Opinion In a snap
Of inches, miles and all things said in pursuit of a catchy phrase
Prime Minister Narendra Modi’s noted penchant for snappy acronyms and phrases is on display as we “inch towards miles” of cooperation with visiting Chinese President Xi Jinping. Since he began campaigning in earnest for the job of PM, Modi has deployed slogan after political slogan to, variously, put down opponents (“BJP is for mission, Congress is for commission”), promise a change in the governor-governed relationship (“shasak nahi sevak”) and argue for old-fashioned conservatism (“minimum government, maximum governance”). In his almost-four months as PM, he has offered Japan a “red carpet, not red tape” while pledging to the Indian people, in no particular order, 5Ts, 4Ps, 3Ss and 3Ds.
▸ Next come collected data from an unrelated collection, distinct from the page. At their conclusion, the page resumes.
PR #653, opened 2025-11-04
fix(rewards-registry): return early from finalize_stream on invalid state

fgimenez:
ref https://tempoxyz.slack.com/archives/C09KCGR4LQ4/p1762157514260509?thread_ts=1761930432.103249&cid=C09KCGR4LQ4

### DIFF
--- a/crates/precompiles/src/tip20/rewards.rs
+++ b/crates/precompiles/src/tip20/rewards.rs
@@ -394,13 +394,20 @@ impl<'a, S: PrecompileStorageProvider> TIP20Token<'a, S> {
             return Ok(());
         }
 
+        let total_rps = self.get_total_reward_per_second()?;
+
+        // Return early if state is invalid (rate_decrease > total_rps)
+        // This can happen if streams were cancelled or state was corrupted
+        if rate_decrease > total_rps {
+            return Ok(());
+        }
+
         self.accrue(U256::from(end_time))?;
 
-        let total_rps = self
-            .get_total_reward_per_second()?
+        let new_total_rps = total_rps
             .checked_sub(rate_decrease)
             .ok_or(TempoPrecompileError::under_overflow())?;
-        self.set_total_reward_per_second(total_rps)?;
+        self.set_total_reward_per_second(new_total_rps)?;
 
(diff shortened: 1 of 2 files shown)


crates/precompiles/src/tip20_rewards_registry/mod.rs
```diff
@@ -194,18 +198,52 @@ impl<'a, S: PrecompileStorageProvider> TIP20RewardsRegistry<'a, S> {
...
+                // Update the stream index mapping
+                let stream_key = keccak256((token, next_timestamp).abi_encode());
+                let index_slot = mapping_slot(stream_key, slots::STREAM_INDEX);
+                self.storage
+                    .sstore(self.address, index_slot, U256::from(i))?;
+            }
+
+            // Update the array length
+            self.storage
+                .sstore(self.address, array_slot, U256::from(failed_tokens.len()))?;
```
0xKitsune: Im not sure if this will work since we are updating the `last_updated_timestamp` to `current_timestamp` but rebuilding the array for `next_timestamp` which will be in the past the next time this gets processed. Rather than match here (and try catch in the reference impl), it looks like we could update to [return early here](https://github.com/tempoxyz/docs/blob/main/specs/src/TIP20.sol#L708-L709) and make this call infallible instead?

crates/precompiles/src/tip20/rewards.rs
```diff
@@ -394,13 +394,20 @@ impl<'a, S: PrecompileStorageProvider> TIP20Token<'a, S> {
             return Ok(());
         }
 
+        let total_rps = self.get_total_reward_per_second()?;
+
+        // Return early if state is invalid (rate_decrease > total_rps)
+        // This can happen if streams were cancelled or state was corrupted
+        if rate_decrease > total_rps {
+            return Ok(());
+        }
```
0xKitsune, line 403: The only check in the reference contract is `require(rateDecrease > 0, "No streams to finalize");`. Should this be removed or what is this doing?

fgimenez: yep not needed, we already have the required logic and we should match this behaviour in sol :+1:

Of course, as a prolific dispenser of political jargon, Modi is not alone. The United States Congress specialises in catchy names for assorted pieces of legislation: a serendipitous encounter with a Rolling Stones hit led to a bill to make pet-care expenses tax deductible being christened HAPPY (Humanity and Pets Partnered through the Years), and though the Democrats’ DREAM of immigration reform was shot down, it agreed to DISCLOSE sources of campaign finance. These acts of creative expression also saw PATRIOTs in Congress pass the Providing Appropriate Tools Required to Intercept and Obstruct Terrorism bill post-9/11; ironically, George W. Bush, who was president, implies it was unpatriotic in his memoirs. The impulse to use acronyms is so embedded that a 2011 White House memo calling on federal workers to stop using “confusing, technical and acronym-filled language” created the Plain Language Action and Information Network, PLAIN.
Even the sometimes-starchy grandee of political language, George Orwell, acknowledged that “political language has to consist largely of euphemism, question-begging and sheer cloudy vagueness”. For those in a creative jam, one website has a three-word slogan generator that yields gems such as “solid on banks” and “upfront on votes”. Evidence suggests it could be worse.